▶ [Prompt]: Go through the records, and copy each line in which the string "running" is present.

------------

PR #556, opened 2023-06-06
Raise error when invalid requirements are parsed

### LINKED ISSUE #364: Invalid requirements.txt leads to container built incorrectly
If you reference a requirements.txt for python modules but it has invalid syntax `ansible-builder build` will make the image but the python modules will not be installed. Even when running `-v 3` you wont see any errors with the build process. After some time of digging I found the introspect command in the `Containerfile` and running this like `ansible-builder introspect --sanitize --user-pip=requirements.txt --user-bindep=bindep.txt --write-bindep=/tmp/src/bindep.txt --write-pip=/tmp/src/requirements.txt` finally revealed my syntax error:
```
# Sanitized dependencies for /usr/share/ansible/collections
Warning: failed to parse requirments from user, error: Invalid requirement, parse error at "'=4.0.30'"
---
python: []
system:
- 'unixODBC  # from collection user'
- 'unixODBC-devel  # from collection user'
- 'gcc  # from collection user'
- 'gcc-c++  # from collection user'
- 'python38-devel  # from collection user'

Creating parent directory for /tmp/src/bindep.txt
```

In my case I did `module=version` instead of `module==version` but this lead to a great deal of frustration trying to figure out why my modules did not exist in the container. I realize that this particular issue was user induced is on my end, but it led me to wish for a mechanism that would allow me to see when there are warnings or errors like these instead of an incomplete container build.

Akasurde:
##### SUMMARY

Fixes: #364

##### ISSUE TYPE
- Bugfix Pull Request

- Test Pull Request

##### COMPONENT NAME
src/ansible_builder/_target_scripts/introspect.py
test/unit/test_introspect.py

### DIFF
--- a/src/ansible_builder/_target_scripts/introspect.py
+++ b/src/ansible_builder/_target_scripts/introspect.py
@@ -344,8 +344,9 @@ def sanitize_requirements(collection_py_reqs):
                 consolidated.append(req)
                 seen_pkgs.add(req.name)
         except Exception as e:
-            logger.error('Failed to parse requirements from %s, error: %s', collection, e)
-            sys.exit(1)
+            msg = f'Failed to parse requirements from {collection}, error: {e}'
+            logger.error(msg)
+            sys.exit(msg)
 
     # removal of unwanted packages
     sanitized = []
--- a/src/ansible_builder/_target_scripts/introspect.py
+++ b/src/ansible_builder/_target_scripts/introspect.py
@@ -346,7 +346,7 @@ def sanitize_requirements(collection_py_reqs):
         except Exception as e:
             msg = f'Failed to parse requirements from {collection}, error: {e}'
             logger.error(msg)
-            sys.exit(msg)
+            sys.exit(1)
 
     # removal of unwanted packages
     sanitized = []
--- a/src/ansible_builder/_target_scripts/introspect.py
+++ b/src/ansible_builder/_target_scripts/introspect.py
@@ -344,7 +344,8 @@ def sanitize_requirements(collection_py_reqs):
                 consolidated.append(req)
                 seen_pkgs.add(req.name)
         except Exception as e:
-            logger.warning('Warning: failed to parse requirements from %s, error: %s', collection, e)
+            logger.error('Failed to parse requirements from %s, error: %s', collection, e)
+            sys.exit(1)
 
     # removal of unwanted packages
     sanitized = []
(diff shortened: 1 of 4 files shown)


test/conftest.py
```diff
@@ -46,6 +46,8 @@ def pytest_sessionfinish(session, exitstatus):
     # If we are the main worker thread, we've been called last, so do the cleanup.
     if worker_id is None:
         for runtime in CONTAINER_RUNTIMES:
+            if runtime not in FOUND_RUNTIMES:
+                continue
```
Shrews: This has nothing to do with invalid requirements parsing, so confusing why this is here.

Also, I'm fairly certain the reason I didn't use FOUND_RUNTIMES here when adding this code was to facilitate cleanup of images when running locally (the entire reason I added this callback) where you might have failures across different runtimes across multiple runs. Using CONTAINER_RUNTIMES makes sure we always check for left over images, even if we chose to skip a runtime at some point.

src/ansible_builder/_target_scripts/introspect.py
```diff
@@ -344,7 +344,9 @@ def sanitize_requirements(collection_py_reqs):
                 consolidated.append(req)
                 seen_pkgs.add(req.name)
         except Exception as e:
-            logger.warning('Warning: failed to parse requirements from %s, error: %s', collection, e)
+            msg = f'Failed to parse requirements from {collection}, error: {e}'
+            logger.error(msg)
+            sys.exit(msg)
```
Shrews: This causes the error message to be printed twice:

```
[2/3] STEP 11/12: RUN $PYCMD /output/scripts/introspect.py introspect --sanitize --user-pip=requirements.txt --write-bindep=/tmp/src/bindep.txt --write-pip=/tmp/src/requirements.txt
Failed to parse requirements from user, error: Expected end or semicolon (after name and no valid version specifier)
    six=0.1
       ^
Failed to parse requirements from user, error: Expected end or semicolon (after name and no valid version specifier)
    six=0.1
       ^
```

Probably enough to just `sys.exit(1)` here.

Shrews (changes requested):

test/conftest.py
Akasurde: Sorry this was a local change. Inadvertently got into this PR.

Shrews:
Missed re-reviewing this, but looks good to me. This is technically a behavior change, so I'm wondering if maybe we should either add a new CLI switch to turn this warning into a hard error, or possible a new option under the `options` EE config?

@nitzmahone Any input on this?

------------

▶ [Reply]:
If you reference a requirements.txt for python modules but it has invalid syntax `ansible-builder build` will make the image but the python modules will not be installed. Even when running `-v 3` you wont see any errors with the build process. After some time of digging I found the introspect command in the `Containerfile` and running this like `ansible-builder introspect --sanitize --user-pip=requirements.txt --user-bindep=bindep.txt --write-bindep=/tmp/src/bindep.txt --write-pip=/tmp/src/requirements.txt` finally revealed my syntax error:
Also, I'm fairly certain the reason I didn't use FOUND_RUNTIMES here when adding this code was to facilitate cleanup of images when running locally (the entire reason I added this callback) where you might have failures across different runtimes across multiple runs. Using CONTAINER_RUNTIMES makes sure we always check for left over images, even if we chose to skip a runtime at some point.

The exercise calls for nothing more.